Energy-rich Kazakhstan announced yesterday it is abandoning its currency band for a free-floating exchange rate, in a move that triggered a 23 percent fall in the value of the tenge against the US dollar.
“The National Bank and the government have decided to implement a new monetary policy from August 20, this year, based on an inflation-targeting regime, to cancel the trading band and move to a free-floating regime,” Kazakhstani Prime Minister Karim Massimov said yesterday at a session of the government.
The decision comes amid bleak price forecasts for crude oil, Kazakhstan’s linchpin export.
On Wednesday, the tenge fell by close to 5 percent against the dollar, the biggest drop since the national bank ordered a shock 20 percent devaluation against the greenback last year.
The ex-Soviet country’s 75-year-old President Nursultan Nazarbayev on Wednesday said that future economic planning in the country should be adjusted to assume oil prices at US$30 to US$40 per barrel and that belt-tightening measures would also affect showy national projects.
“In past years, we have built a lot, increased staffing and salaries. Now however, there is a lack of funds and in connection with this there will be strict limitations on new projects,” Nazarbayev told top government officials.
“For this reason it is necessary to place a moratorium on various initiatives until 2018,” he said.
Benchmark Brent crude is trading at just under US$50 per barrel and the US Energy Information Administration said last week prices are to average less than US$60 per barrel throughout next year.
In addition to slumping prices for crude, the national economy has been hit by falling demand in two key export markets, Russia and China.
The slide of the Russian ruble on the back of Ukraine-related sanctions and falling hydrocarbon prices have also taken its toll.
China must wait until at least next year to join an exclusive club of the world’s top currencies, the IMF said on Wednesday.
The IMF board voted to leave unchanged until Sept. 30 next year a basket of currencies used in IMF operations, known as the Special Drawing Rights (SDR).
China, the world’s second- biggest economy, had wanted the IMF to include the yuan in the basket along with the US dollar, euro, British pound and Japanese yen starting on Jan. 1.
Unlike the other currencies in the basket, the yuan does not trade freely. China sets a daily target and lets the yuan trade 2 percent higher or lower.
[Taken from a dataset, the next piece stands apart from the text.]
Issue #485, opened 2019-04-18
Titles apparently missing in wikivoyage_en_all_novid_2019-04.zim


Jaifroid:
As per https://github.com/openzim/mwoffliner/issues/605 we appear to have an issue with missing titles when `wikivoyage_en_all_novid_2019-04.zim` is viewed in Kiwix JS. I initially thought this was an mwoffliner issue, but it appears it may not be, and that the issue may be with code in Kiwix JS. I open this issue in order to investigate whether the problem is indeed with Kiwix JS.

The Washington-based IMF only conducts its SDR review every five years and that might have accelerated China’s efforts to get the yuan included.
Last week, Beijing devalued the yuan and said it would give market forces more say in determining the exchange rate — a move the IMF praised as a step in the right direction.
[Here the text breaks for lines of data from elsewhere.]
PR #490, opened 2019-05-02
Read mime type list from zim archive

Jaifroid:
~~This PR is *not* ready to merge. I'm opening it in order to test the prototype code and get help on it.~~

The code is in a working state (in jQuery mode so far), but has a problem I'd like help with. It reads the mimeTypeList correctly and stores it in a prototype Map. This works well, and prevents reading the binary data from the ZIM file multiple times per page load. Pages load successfully, and assets are assigned the correct MIME type.

~~The problem is that the map unexpectedly persists between ZIM file loads, which is not good. I don't know how to place it in the ZIM file scope. I shouldn't have to erase it explicitly on new archive load, because it's a prototype of  ZIMFile -- see zimfile.js line 114:~~

 ~~`ZIMFile.prototype.mimeTypeMapCache = new Map;`.~~

~~I'm fairly new to defining prototypes, so I'm probably doing something obviously wrong. Any clues?~~
EDIT: See below for solution

### DIFF
--- a/www/js/lib/zimArchive.js
+++ b/www/js/lib/zimArchive.js
@@ -116,16 +116,6 @@ define(['zimfile', 'zimDirEntry', 'util', 'utf8'],
     };
     
     /**
-     * Looks up the dirEntry's mimetype number in the ZIM file's MIME type list, and returns the corresponding MIME type
-     * 
-     * @param {Integer} mimetype The mimetype number stored in dirEntry.mimetype, used as a lookup value
-     * @return {String} The MIME type corresponding to mimetype in the ZIM file's MIME type list
-     */
-    ZIMArchive.prototype.getMimetype = function(mimetype) {
-        return this._file.mimeTypes.get(mimetype);
-    };
-    
-    /**
      * Looks for the DirEntry of the main page
      * @param {callbackDirEntry} callback
      * @returns {Promise} that resolves to the DirEntry
--- a/www/js/lib/zimArchive.js
+++ b/www/js/lib/zimArchive.js
@@ -116,11 +116,6 @@ define(['zimfile', 'zimDirEntry', 'util', 'utf8'],
     };
     
     /**
-     * @param {Map} mimeTypeList Defines a Map to hold the MIME Type list
-     */
-    ZIMArchive.prototype.mimeTypeList = new Map;
-
-    /**
      * Populates mimeTypeList from the ZIM archive if necessary, and looks up the MIME type string from the given dirEntry's mimetype
      * 
      * @param {Integer} mimetype The mimetype number stored in dirEntry.mimetype, used as a lookup value
@@ -128,10 +123,9 @@ define(['zimfile', 'zimDirEntry', 'util', 'utf8'],
      */
     ZIMArchive.prototype.getMimetypeString = function(mimetype, callback) {
         if (this.isReady()) {
-            if (this.mimeTypeList.size === 0) {
-                // The mimeTypeList hasn't been populated yet, so let's populate it
-                
-            }
+            this._file.mimeTypeMap().then(function(data) {
+                callback(data.get(mimetype));
+            });
         }
     };
     
--- a/www/js/lib/zimArchive.js
+++ b/www/js/lib/zimArchive.js
@@ -84,7 +84,7 @@ define(['zimfile', 'zimDirEntry', 'util', 'utf8'],
                 });
             }
         }
-    };
+    }
 
     /**
      * Searches the directory for all parts of a split archive.
@@ -113,6 +113,26 @@ define(['zimfile', 'zimDirEntry', 'util', 'utf8'],
      */
     ZIMArchive.prototype.isReady = function() {
         return this._file !== null;
+    };
+    
+    /**
+     * @param {Map} mimeTypeList Defines a Map to hold the MIME Type list
+     */
+    ZIMArchive.prototype.mimeTypeList = new Map;
+
+    /**
+     * Populates mimeTypeList from the ZIM archive if necessary, and looks up the MIME type string from the given dirEntry's mimetype
+     * 
+     * @param {Integer} mimetype The mimetype number stored in dirEntry.mimetype, used as a lookup value
+     * @param {Function} callback The function to call with the result
+     */
+    ZIMArchive.prototype.getMimetypeString = function(mimetype, callback) {
+        if (this.isReady()) {
+            if (this.mimeTypeList.size === 0) {
+                // The mimeTypeList hasn't been populated yet, so let's populate it
+                
+            }
+        }
     };
     
     /**
--- a/www/js/lib/zimArchive.js
+++ b/www/js/lib/zimArchive.js
@@ -116,7 +116,7 @@ define(['zimfile', 'zimDirEntry', 'util', 'utf8'],
     };
     
     /**
-     * Populates mimeTypeList from the ZIM archive if necessary, and looks up the MIME type string from the given dirEntry's mimetype
+     * Gets the mimeTypeList from the ZIM archive and looks up the MIME type string from the given dirEntry's mimetype
      * 
      * @param {Integer} mimetype The mimetype number stored in dirEntry.mimetype, used as a lookup value
      * @param {Function} callback The function to call with the result
--- a/www/js/lib/zimArchive.js
+++ b/www/js/lib/zimArchive.js
@@ -122,7 +122,7 @@ define(['zimfile', 'zimDirEntry', 'util', 'utf8'],
      * @return {String} The MIME type corresponding to mimetype in the ZIM file's MIME type list
      */
     ZIMArchive.prototype.getMimetype = function(mimetype) {
-            return this._file.mimeTypes.get(mimetype);
+        return this._file.mimeTypes.get(mimetype);
     };
     
     /**
--- a/www/js/lib/zimArchive.js
+++ b/www/js/lib/zimArchive.js
@@ -123,9 +123,7 @@ define(['zimfile', 'zimDirEntry', 'util', 'utf8'],
      */
     ZIMArchive.prototype.getMimetypeString = function(mimetype, callback) {
         if (this.isReady()) {
-            this._file.mimeTypeMap().then(function(data) {
-                callback(data.get(mimetype));
-            });
+            callback(this._file.mimeTypes.get(mimetype));
         }
     };
     
--- a/www/js/lib/zimArchive.js
+++ b/www/js/lib/zimArchive.js
@@ -116,12 +116,12 @@ define(['zimfile', 'zimDirEntry', 'util', 'utf8'],
     };
     
     /**
-     * Gets the mimeTypeList from the ZIM archive and looks up the MIME type string from the given dirEntry's mimetype
+     * Looks up the dirEntry's mimetype number in the ZIM file's MIME type list, and returns the corresponding MIME type
      * 
      * @param {Integer} mimetype The mimetype number stored in dirEntry.mimetype, used as a lookup value
-     * @return {String} The MIME Type corresponding to mimetype in the ZIM file's MIME Type list
+     * @return {String} The MIME type corresponding to mimetype in the ZIM file's MIME type list
      */
-    ZIMArchive.prototype.getMimetypeString = function(mimetype) {
+    ZIMArchive.prototype.getMimetype = function(mimetype) {
             return this._file.mimeTypes.get(mimetype);
     };
     
--- a/www/js/lib/zimArchive.js
+++ b/www/js/lib/zimArchive.js
@@ -119,12 +119,10 @@ define(['zimfile', 'zimDirEntry', 'util', 'utf8'],
      * Gets the mimeTypeList from the ZIM archive and looks up the MIME type string from the given dirEntry's mimetype
      * 
      * @param {Integer} mimetype The mimetype number stored in dirEntry.mimetype, used as a lookup value
-     * @param {Function} callback The function to call with the result
+     * @return {String} The MIME Type corresponding to mimetype in the ZIM file's MIME Type list
      */
-    ZIMArchive.prototype.getMimetypeString = function(mimetype, callback) {
-        if (this.isReady()) {
-            callback(this._file.mimeTypes.get(mimetype));
-        }
+    ZIMArchive.prototype.getMimetypeString = function(mimetype) {
+            return this._file.mimeTypes.get(mimetype);
     };
     
     /**
--- a/www/js/lib/zimDirEntry.js
+++ b/www/js/lib/zimDirEntry.js
@@ -31,7 +31,7 @@ define([], function() {
      * @property {File} _zimfile The ZIM file
      * @property {Boolean} redirect
      * @property {Integer} offset
-     * @property {Integer} mimetype MIME type number as defined in the MIME type list
+     * @property {Integer} mimetypeInteger MIME type number as defined in the MIME type list
      * @property {String} namespace defines to which namespace this directory entry belongs 
      * @property {Integer} redirectTarget
      * @property {Integer} cluster cluster number in which the data of this directory entry is stored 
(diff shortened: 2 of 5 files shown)


Jaifroid:
I think I solved the problem, copying the code that stores the other ZIMFile properties such as `zf.articleCount`, `zf.mainPage` etc. So I've now defined `zf.mimeTypes` as the map of MIME Types. It seems to work on initial testing.

I propose for this PR to be only the _implementation_ of the `mimeTypeMap` prototype, with a sample application of it in `app.js` for testing (see the `app.js` file in this PR). I would suggest that full _application_ of this implementation throughout `app.js`, SW mode, unit tests, etc., should be a separate PR.

www/js/lib/zimfile.js
```diff
@@ -110,6 +110,42 @@ define(['xzdec_wrapper', 'util', 'utf8', 'q', 'zimDirEntry'], function(xz, util,
...
+    ZIMFile.prototype.mimeTypeMap = function() {
+        var typeMap = this.mimeTypes;
+        // If we have already populated mimeTypes, we can just return it
+        if (typeMap.size) {
+            return Q.resolve().then(function() {
+                return typeMap;
+            });
+        } else {
+            // Otherwise, we have to populate it
+            return this._readSlice(this.mimeListPos, 256).then(function(data) {
```
Jaifroid: The function is set to read 256 bytes of data starting from `mimeListPos`. I have not found any MIME Type list that is longer than 130 bytes yet. Should we read 512 bytes, or even 1024 bytes, to be safe? Can we envisage any circumstance in which we have 1K of MIME Types defined?

www/js/lib/zimfile.js
```diff
@@ -110,6 +110,42 @@ define(['xzdec_wrapper', 'util', 'utf8', 'q', 'zimDirEntry'], function(xz, util,
...
+    /**
+     * Reads the whole MIME Type list and returns it as a populated Map
+     * 
+     * @return {Promise} A promise for the MIME Type list as a Map
+     */
+    ZIMFile.prototype.mimeTypeMap = function() {
+        var typeMap = this.mimeTypes;
+        // If we have already populated mimeTypes, we can just return it
+        if (typeMap.size) {
+            return Q.resolve().then(function() {
```
Jaifroid: Because `ZIMArchive.prototype.getMimetypeString` expects a promise, the result is here wrapped in a promise even though we could get it synchronously. Am I adding unnecessary overhead? It makes for a neat getter function in `zimArchive.js`, but maybe there's a faster way to return results synchronously, with a different architecture in `ZIMArchive.prototype`?

Jaifroid:
Tested and working on: Edge 44, Edge 75 (Chromium), Internet Explorer 11, Firefox ESR, FFOS.

Jaifroid:
This PR has now been rebased on the latest master for testing.

www/js/lib/zimfile.js
```diff
@@ -110,6 +110,42 @@ define(['xzdec_wrapper', 'util', 'utf8', 'q', 'zimDirEntry'], function(xz, util,
...
+     * The mimeTypeMap is extracted once after the user has picked the ZIM file
+     * and is stored as ZIMFile.mimetypes.
+     * 
+     * @returns {Promise} A promise for the MIME Type list as a Map
+     */
+    ZIMFile.prototype._mimeTypeMap = function() {
+        var typeMap = new Map;
+        return this._readSlice(this.mimeListPos, 256).then(function(data) {
+            // DEV: We have read 256 bytes: increase this if you encounter longer MIME type lists
+            // also change "while (pos < 255)" below
```
Jaifroid: The largest MIME type list I have found, in a recent ZIM, is 141 bytes. Is 256 bytes enough of a safety margin, or should I increase to 512?

Jaifroid:
@mossroy I think I have completed this code. The code is an implementation, but not a full application (there is only a test application in jQuery mode in app.js). This is intentional, as I think full application, especially to Service Worker code, may be complicated and will require a separate PR and testing (we'd have to pass the found MIME type to the SW via `postMessage`).

No rush, but when you are able, it would be great if you could review it. It's tested and working in FFOS simulator and all the other browsers I test on. It's also working in UWP.

www/js/lib/zimfile.js
```diff
@@ -110,6 +110,42 @@ define(['xzdec_wrapper', 'util', 'utf8', 'q', 'zimDirEntry'], function(xz, util,
...
+                var mimeString;
+                while (pos < 255) {
+                    pos++; 
+                    mimeString = utf8.parse(data.subarray(pos), true);
+                    // If the parsed data is an empty string, we have reached the end of the MIME type list, so break 
+                    if (!mimeString) break;
+                    // Store the parsed string in the Map
+                    typeMap.set(i, mimeString);
+                    i++;
+                    while (data[pos]) {
```
Jaifroid: This is safer than `while (data[pos] !== 0)` because if `pos` increments up to 256 (beyond the end of our data slice), then `data[pos]` will return `undefined`. If we just test `!==0` then we could end up with an infinite loop.

mossroy:
Sorry for the delay in looking at this PR and the other ones.
I'm quite busy for now, but will have a look at all this, as soon as I can

Jaifroid:
No problem, @mossroy , and absolutely no rush!

www/js/lib/zimArchive.js
```diff
@@ -115,6 +115,16 @@ define(['zimfile', 'zimDirEntry', 'util', 'utf8'],
         return this._file !== null;
     };
     
+    /**
+     * Looks up the dirEntry's mimetype number in the ZIM file's MIME type list, and returns the corresponding MIME type
+     * 
+     * @param {Integer} mimetype The mimetype number stored in dirEntry.mimetype, used as a lookup value
+     * @return {String} The MIME type corresponding to mimetype in the ZIM file's MIME type list
+     */
+    ZIMArchive.prototype.getMimetype = function(mimetype) {
```
mossroy: In terms of object-oriented programming, I think that resolving this integer to a string should be done in a DirEntry function. Because we have no reason to get a mimetype string from an arbitrary integer (outside of a DirEntry), and a DirEntry already knows its integer.
That's how it is done in libzim.
Each DirEntry knows its zimfile, so it should have access to the `mimeTypes` map.

BTW, we should try to be consistent in the `mimeType` or `mimetype` naming, if it's not complicated

www/js/lib/zimfile.js
```diff
@@ -110,6 +110,42 @@ define(['xzdec_wrapper', 'util', 'utf8', 'q', 'zimDirEntry'], function(xz, util,
...
     };
 
+    /**
+     * Reads the whole MIME type list and returns it as a populated Map
+     * The mimeTypeMap is extracted once after the user has picked the ZIM file
+     * and is stored as ZIMFile.mimeTypes
+     * 
+     * @returns {Promise} A promise for the MIME Type list as a Map
+     */
+    ZIMFile.prototype._mimeTypeMap = function() {
```
mossroy: This should be renamed with an action verb, as it's not a simple attribute. Something like `readMimeTypesMap`, for example

www/js/lib/zimfile.js
mossroy: In fileimpl.cpp (of libzim), they seem to know the exact size of what they need to read : getUrlPtrPos() - getMimeListPos()
We can probably do the same, which would be safer than to assume a maximum length.

www/js/lib/zimfile.js
mossroy: That's right.
Don't hesitate to copy the algorithm used in the libzim as it is the reference implementation

www/js/lib/zimfile.js
```diff
@@ -110,6 +110,42 @@ define(['xzdec_wrapper', 'util', 'utf8', 'q', 'zimDirEntry'], function(xz, util,
...
+                    typeMap.set(i, mimeString);
+                    i++;
+                    while (data[pos]) {
+                        pos++;
+                    }
+                }
+            }
+            return typeMap;
+        }).fail(function(err) {
+            console.errror('Unable to read MIME type list: ' + err);
```
mossroy: There are too many `r` here ;-)
And it's better to put the error as parameter instead of putting it in the string. It allows the browser dev tools to show it as an object.
I suggest `console.error('Unable to read MIME type list', err);`

www/js/lib/zimfile.js
```diff
@@ -238,6 +274,9 @@ define(['xzdec_wrapper', 'util', 'utf8', 'q', 'zimDirEntry'], function(xz, util,
                 zf.mimeListPos = readInt(header, 56, 8);
                 zf.mainPage = readInt(header, 64, 4);
                 zf.layoutPage = readInt(header, 68, 4);
+                zf._mimeTypeMap().then(function(data) {
+                    zf.mimeTypes = data;
```
mossroy: It would be safer to return the zf instance (through the Promise) after the `mimeTypes` map has been populated.
Else we get a race condition, where the zf could be read before we have the `mimeTypes` map

www/js/lib/zimArchive.js
Jaifroid: OK, I didn't know where to put it. `zimArchive` was a guess, because I reasoned that `zimFile` is for low-level stuff, and getting the MIME type would be a function exposed by the archive itself (as it depends on the archive being loaded). Happy to try putting it in dirEntry.

www/js/lib/zimfile.js
Jaifroid: OK

www/js/lib/zimfile.js
Jaifroid: I thought you might say that! I didn't know how to calculate it. Thanks for pointing me in the right direction in libzim. I always get lost whenever I look there (I don't know C++).

www/js/lib/zimfile.js
Jaifroid: OK. It's worth noting that there are several other places where `while (data[pos] !== 0)` is used in our code, which seems to me less safe (and more verbose) than `whlle (data[pos])`

www/js/lib/zimfile.js
Jaifroid: Ah, thanks for catching the typo. Will do.

www/js/lib/zimfile.js
Jaifroid: OK, I may need help with this. I struggled quite a lot to find a good place to put it so that the `mimeTypeMap` would only be read once and would persist, but so that it would automatically be voided when the archive is changed. Part of the problem is that we need `zf.mimeListPos` to be available and populated before `zf._mimeTypeMap()` can be called...

Jaifroid: @mossroy To do this I would need to duplicated the code that calculates `zf.mimeListPos` and `zf.urlPtrPos`, and I wouldn't be able to use `zf._readSlice`. These are needed to access the MIME type map.

In practice, the MIME type map is read and stored within a few ticks of the archive being loaded. We don't need any MIME type string until the dirEntry has been read, which is much, much later. In the meantime, the zf object is exported and available to other processes that (might) need it, which is actually an advantage. Nothing else attempts to read the MIME type map other than a dirEntry, and then only after the dirEntry has itself been read, a process that lies behind several later promises...

Does it seem OK? I have tested this code a lot!

mossroy: It's true that the risk is very very low in the current context.
But it's a race condition anyway, it's better to fix it because it might occur in a different context (later version of the app, or a unit test for example)

Could you try with the following piece of code : 
```
                return zf._readMimetypeMap().then(function(data) {
                    zf.mimeTypes = data;
                    return zf;
                });
```

www/js/lib/zimDirEntry.js
```diff
@@ -116,6 +116,15 @@ define([], function() {
...
         return this.title ? this.title : this.url;
     };
+    
+    /**
+     * Looks up the dirEntry's mimetype number in the ZIM file's MIME type list, and returns the corresponding MIME type
+     * 
+     * @return {String} The MIME type corresponding to mimetype in the ZIM file's MIME type list
+     */
+    DirEntry.prototype.getMimetype = function() {
+        return this._zimfile.mimeTypes.get(this.mimetype);
```
mossroy: For the ease of understanding, what would you think of renaming the `mimetype` attribute of a DirEntry to `mimetypeInteger` or something similar?
That would prevent from some confusion between it and this `getMimetype` function, that does not return the integer, but the corresponding string

Jaifroid: Fine by me! Will do.

www/js/lib/zimfile.js
Jaifroid: @mossroy I had already tried that, and various other combinations. It's not possible to return zf inside the second promise, because that just defers resolving zf, but JS execution still continues of course, and `ZIMArchive.prototype.isReady` returns true before zf is returned. As a result, we get an immediate exception in `ZIMArchive.prototype.getMainPageDirEntry`, which thinks the ZIM Archive is ready, before we've actually constructed the file object!

I also tried chaining the promises this way:
```
            return util.readFileSlice(fileArray[0], 0, 80).then(function(header) {
                var mimeListPos = readInt(header, 56, 8);
                var urlPtrPos = readInt(header, 32, 8);
                readMimetypeMap(fileArray[0], mimeListPos, urlPtrPos).then(function(data) {
                    var zf = new ZIMFile(fileArray);
                    zf.articleCount = readInt(header, 24, 4);
                    zf.clusterCount = readInt(header, 28, 4);
                    zf.urlPtrPos = urlPtrPos;
                    zf.titlePtrPos = readInt(header, 40, 8);
                    zf.clusterPtrPos = readInt(header, 48, 8);
                    zf.mimeListPos = mimeListPos;
                    zf.mainPage = readInt(header, 64, 4);
                    zf.layoutPage = readInt(header, 68, 4);
                    zf.mimeTypes = data;
                    return zf;
                });
            });
```
However, `ZIMArchive.prototype.isReady` *still* returns true *before* the last promise above is resolved. In fact, doing it this way introduces a race condition. (The above code does actually produce the MIME type table, with a modification in `_readMimetypeMap` to use `util.readFileSlice` instead of `this.readSlice`.)

I'm afraid I've tried everything I can think of!

Jaifroid: PS to get the above code to run, I had to refactor `_readMimetypeMap` into a normal function (not part of the prototype) which is why it appears above referenced as `readMimetypeMap`. I can push a commit with that "working" (apart from the exception in `ZIMArchive.prototype.getMainPageDirEntry`) if you think you can fix it yourself.

My head is hurting from trying to understand the interaction between Objects and Promises here...

Jaifroid: @mossroy Please ignore!! I was missing a pesky return in the above code! I think I can push a working version now...

Jaifroid: Resolved!

Jaifroid:
> It would be worth adding some unit tests on this newly implemented feature.
> For example we could check the mime-type (in string format) of :
> * one of the articles we read in an existing unit test
> * one of the images we read in an existing unit test
> I can help you on that if you wish

I think this is the last task now (assuming you approve of the new Promise chain).
I've never programmed a unit test. I would be very grateful if you could look after that part of this PR. Alternatively, I could add it as an issue to be done in due course (unless you think getting it running in the unit test is a good stress test of the code).

www/js/lib/zimfile.js
mossroy: Cool, I did not test but it looks good

mossroy:
Interesting : if I add some unit tests (on the Ray Charles archive), they all fail : 

- I/m/RayCharles_AManAndHisSoul.jpg has a MIME-type "image/gif" where it should be "image/jpeg"
- -/s/style.css has "image/svg+xml" instead of "text/css"
- -/j/local.js and A/Ray_Charles.html have undefined

So there are either bugs in this implementation, or many errors in the mime types inside this ZIM file.
This needs to be checked before merging this.

I'll commit my unit tests : they will fail, so it should make Travis complain

Jaifroid:
Hmm. I don't see how the logic could be at fault here, but I'll investigate.

mossroy:
Excellent!
Your commit fixed almost all unit tests, except one that I'll fix with another push on this PR

Jaifroid:
Thanks, @mossroy ! I was misled (or I'm a bit naïve) by the [OpenZIM specs](https://www.openzim.org/wiki/ZIM_file_format#MIME_Type_List_(mimeListPos)). Where it says "<1st MIME Type>" is at Offset 0, I took it to mean that mimetype = 1 was at offset 0. It should probably say "<0th MIME Type>" to be clear, or maybe all developers would understand that! So the map started at 1 when it shoudl have started at 0. I thought I'd tested it, but clearly not!

I'm very glad your idea of making a Unit Test picked this up.

mossroy:
Yes, that's one of the goals of a unit test. Plus the fact that it checks that nothing is broken when you refactor some code.
I think this PR can now be squashed/rebased/merged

The yuan in Shanghai is now allowed to trade as much as 2 percent on either side of the People’s Bank of China’s (PBOC) reference rate.
The IMF, which rejected the yuan in 2010 on the grounds that it was not “freely usable,” called China’s move a “welcome step,” while cautioning the change had no direct effect on the SDR review.
The SDR basket is a virtual currency the IMF can use for emergency loans and the fund’s member countries can use to bolster their own reserves in times of crisis.
Joining the basket would give the yuan the IMF’s seal of approval and might encourage foreigners to use the Chinese currency and to have more confidence in China’s financial markets.
The yuan yesterday rose on speculation the PBOC intervened to support the currency after the IMF decision.
It closed 0.1 percent higher at 6.3890 per US dollar in Shanghai, according to China Foreign Exchange Trade System prices. It fell as much as 0.08 percent earlier.
In Hong Kong’s offshore market, the freely traded yuan fell 0.08 percent to 6.4465 per US dollar as of 4:51pm, according to data compiled by Bloomberg.
“The IMF executive board vote is slightly negative for the yuan today as the inclusion will be delayed,” said Banny Lam (林樵基), co-head of research at Agricultural Bank of China International Securities (中國農業銀行國際證券) in Hong Kong. “That said, any major yuan depreciation is unlikely in the near term after such a big adjustment last week. It’s time for some stability.”